◆ Exercise instructions ◆
Write out exactly the lines from the start of the entries through the one that contains "use the new", including both.

◆ Data for processing ◆

PR #2163, opened 2026-08-11
feat: add AttributedStringBuilder.appendCodePoint(int)

gnodet:
## Summary

Follow-up to #2157 — adds `AttributedStringBuilder.appendCodePoint(int)` so callers can append a full Unicode code point without allocating a temporary `String` and `char[]` each time.

- For BMP code points, delegates to the existing `append(char)` path (tab expansion, newline tracking preserved).
- For supplementary code points, writes the surrogate pair directly into the backing `char[]` buffer with the current style — no intermediate objects.
- Updates `Tmux.redraw()` to use the new method, replacing `sb.append(new String(Character.toChars(c)))`.
- Adds unit tests covering BMP, supplementary, style preservation, invalid code point rejection, and tab expansion.

## Summary by CodeRabbit

* **New Features**
  * Added support for appending Unicode code points directly while preserving text styling.
  * Improved rendering of supplementary Unicode characters.

* **Bug Fixes**
  * Prevented supplementary characters from being misinterpreted as terminal control sequences.
  * Added validation for invalid Unicode code points.

* **Tests**
  * Added coverage for Unicode rendering, styling, tab expansion, and terminal escape-sequence safety.

### DIFF
--- a/builtins/src/main/java/org/jline/builtins/Tmux.java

◆ Task answer ◆
PR #2163, opened 2026-08-11
feat: add AttributedStringBuilder.appendCodePoint(int)

gnodet:
## Summary

Follow-up to #2157 — adds `AttributedStringBuilder.appendCodePoint(int)` so callers can append a full Unicode code point without allocating a temporary `String` and `char[]` each time.

- For BMP code points, delegates to the existing `append(char)` path (tab expansion, newline tracking preserved).
- For supplementary code points, writes the surrogate pair directly into the backing `char[]` buffer with the current style — no intermediate objects.
- Updates `Tmux.redraw()` to use the new method, replacing `sb.append(new String(Character.toChars(c)))`.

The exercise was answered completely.